Argued October 3, 2000 Decided November 28, 2000
- Full case name: City of Indianapolis, et al. v. James Edmond, et al.
- Citations: 531 U.S. 32 (more) 121 S. Ct. 447; 148 L. Ed. 2d 333; 2000 U.S. LEXIS 8084; 69 U.S.L.W. 4009; 2000 Cal. Daily Op. Service 9549; 2000 Colo. J. C.A.R. 6401; 14 Fla. L. Weekly Fed. S 9

Case history
- Prior: Edmond v. Goldsmith, 38 F. Supp. 2d 1016 (S.D. Ind. 1998), reversed, 183 F.3d 659 (7th Cir. 1999); cert. granted, 528 U.S. 1153 (2000).

Holding
- Police may not conduct roadblocks "whose primary purpose is to detect evidence of ordinary criminal wrongdoing." Such roadblocks must have a specific primary purpose, such as keeping roadways safe from impaired drivers, or enforcing border security.

Court membership
- Chief Justice William Rehnquist Associate Justices John P. Stevens · Sandra Day O'Connor Antonin Scalia · Anthony Kennedy David Souter · Clarence Thomas Ruth Bader Ginsburg · Stephen Breyer

Case opinions
- Majority: O'Connor, joined by Stevens, Kennedy, Souter, Ginsburg, Breyer
- Dissent: Rehnquist, joined by Thomas; Scalia (only as to Part I)
- Dissent: Thomas

Laws applied
- U.S. Const. amend. IV

= City of Indianapolis v. Edmond =

City of Indianapolis v. Edmond, 531 U.S. 32 (2000), was a United States Supreme Court case in which the Court held, 6–3, that police may not conduct vehicle searches, specifically ones involving drug-sniffing police dogs, at a checkpoint or roadblock without reasonable suspicion. In the case, the Indianapolis Police Department was conducting warrantless searches of vehicles, without individualized suspicion, for the purpose of "general crime control". Previous Supreme Court decisions had given the police power to create roadblocks for the purposes of border security (United States v. Martinez-Fuerte) and removing drunk drivers from the road (Police v. Sitz), but in this decision, the Court limited police power, holding that the search can only occur if it was designed to serve special needs, beyond the normal need for law enforcement.

== Background ==
In August 1998, the Indianapolis Police Department set up six roadblocks on roads and highways in and out of the city of Indianapolis in an effort to disrupt unlawful trafficking of narcotics. The location of these roadblocks were chosen weeks in advance based on an area's crime rate and the road's general traffic flow. On written directions from the chief of police, one officer was to approach each stopped vehicle and conduct an "open-view" search of the vehicle, while another walked a narcotics-sniffing dog around the vehicle. If the dog alerted to the presence of narcotics, the vehicle would be searched by the police. A predetermined number of vehicles were stopped at each roadblock, and each stop was to take five minutes or less. Checkpoints were operated during daylight hours, and marked with lighted signs that read, "NARCOTICS CHECKPOINT __ MILE AHEAD, NARCOTICS K-9 IN USE, BE PREPARED TO STOP." Between August and November, the police stopped 1,161 motorists, and arrested 104, of which 55 were charged with drug-related crimes.

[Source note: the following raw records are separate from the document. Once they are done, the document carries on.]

PR #4518, opened 2018-03-07
15 March homepage content programing update

### LINKED ISSUE #4515: 15 March homepage content programing update
For the Thursday, 15 March push, please update the AMO homepage programming in accord with what's [here](https://docs.google.com/document/d/1g4RuGKW__eTHNd277rKPMM46ygonXzW68jSs2OXEkPM/edit#heading=h.2dl5oxy3ewcc).

@muffinresearch @diox @EnTeQuAk

bobsilverberg:
Fixes #4515 

I created the collections required for the home page on dev to make testing this possible. I guess we'll have to create them on stage as well once this gets pushed there. Is that something QA could do to support testing, or is it something we're required to do?

### DIFF
--- a/src/amo/components/Home/index.js
+++ b/src/amo/components/Home/index.js
@@ -26,9 +26,9 @@ import './styles.scss';
 
 
 export const COLLECTIONS_TO_FETCH = [
-  { slug: 're-imagine-search', user: 'mozilla' },
-  { slug: 'privacy-matters', user: 'mozilla' },
-  { slug: 'dynamic-media-downloaders', user: 'mozilla' },
+  { slug: 'good-time-tabs', user: 'mozilla' },
+  { slug: 'wikipedia-boosters', user: 'mozilla' },
+  { slug: 'trending-add-ons', user: 'mozilla' },
 ];
 
 export class HomeBase extends React.Component {
@@ -214,8 +214,8 @@ export class HomeBase extends React.Component {
         <LandingAddonsCard
           addons={collections[0]}
           className="Home-FeaturedCollection"
-          header={i18n.gettext('Re-imagine search')}
-          footerText={i18n.gettext('See more search extensions')}
+          header={i18n.gettext('Good time tabs')}
+          footerText={i18n.gettext('See more good time tabs extensions')}
           footerLink={
             `/collections/${COLLECTIONS_TO_FETCH[0].user}/${COLLECTIONS_TO_FETCH[0].slug}/`
           }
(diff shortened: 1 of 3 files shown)


bobsilverberg:
Oops, I need to update the test for the home page for this, which I forgot. Adding that now...

src/amo/components/Home/index.js
```diff
@@ -252,8 +252,8 @@ export class HomeBase extends React.Component {
         <LandingAddonsCard
           addons={collections[2]}
           className="Home-FeaturedCollection"
-          header={i18n.gettext('Dynamic media downloaders')}
-          footerText={i18n.gettext('See more dynamic media downloaders')}
+          header={i18n.gettext('Trending extensions')}
+          footerText={i18n.gettext('See more trending extensions')}
           footerLink={
             `/collections/${COLLECTIONS_TO_FETCH[2].user}/${COLLECTIONS_TO_FETCH[2].slug}/`
```
tofumatt: Should trending extensions be a collection? I guess the programming update would say but I expected this to link to `/search/?sort=hotness&type=extension`

src/amo/components/HomeHeroBanner/index.js
```diff
@@ -22,57 +22,58 @@ export class HomeHeroBannerBase extends React.Component<Props> {
...
-          linkTo="/addon/momentumdash/"
+          linkTo="/addon/autoformer/"
         >
-          <h3>{i18n.gettext('Momentum')}</h3>
+          <h3>{i18n.gettext('AutoFormer+')}</h3>
 
           <p>
-            {i18n.gettext(`Replace your new tab with a personal
-              dashboard—to-do lists, weather forecasts and more`)}
+            {i18n.gettext(`Fill out a lot of forms? This might help`)}
```
tofumatt: This doesn't need to be a backtick-quoted string anymore, surprised eslint doesn't complain! I guess it's fine though.

src/amo/components/Home/index.js
bobsilverberg: Good question. @devaneymoz, do you intend for `Trending extensions` to be populated via a collection, or can we just use the query as suggested above, an example of which would be https://addons-dev.allizom.org/en-US/firefox/search/?sort=hotness&type=extension ?

src/amo/components/HomeHeroBanner/index.js
bobsilverberg: I don't think eslint cares about this, but good point. It must have been a longer string before and I neglected to replace the backticks with single quotes. I'll change it.

devaneymoz:
@bobsilverberg in this case the "Trending" collection is a hand-picked collection of emerging content.

tofumatt:
That's a bit confusing as we also have a "trending" search filter. 😄

bobsilverberg:
Thanks @devaneymoz. I agree with @tofumatt but whatever. You're the boss!

tofumatt:
All good then!

devaneymoz:
You guys make a good point about the 'trending' distinction between algorithm and curated! Let's please keep these changes for now but I'll work on finding a better editorial label to distinguish the two cases. 

Man I forgot what great hair Tony Danza has.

James Edmond and Joell Palmer were both stopped at one of these checkpoints, and filed a class action lawsuit against the city, representing "any and all persons driving vehicles who have been stopped [...] at the drug interdiction roadblocks maintained by the City of Indianapolis."

== Opinion of the Court ==
The opinion was delivered by Justice Sandra Day O'Connor, joined by Justices John Paul Stevens, Anthony Kennedy, David Souter, Ruth Bader Ginsburg, and Stephen Breyer.

Chief Justice William Rehnquist delivered a dissenting opinion, in which Justice Clarence Thomas joined, and Justice Antonin Scalia joined as to part I. Justice Thomas also filed a separate dissent.

==See also==
- List of United States Supreme Court cases, volume 531
- United States v. Martinez-Fuerte (1976)
- Michigan Dept. of State Police v. Sitz (1990)
- Illinois v. Lidster (2004)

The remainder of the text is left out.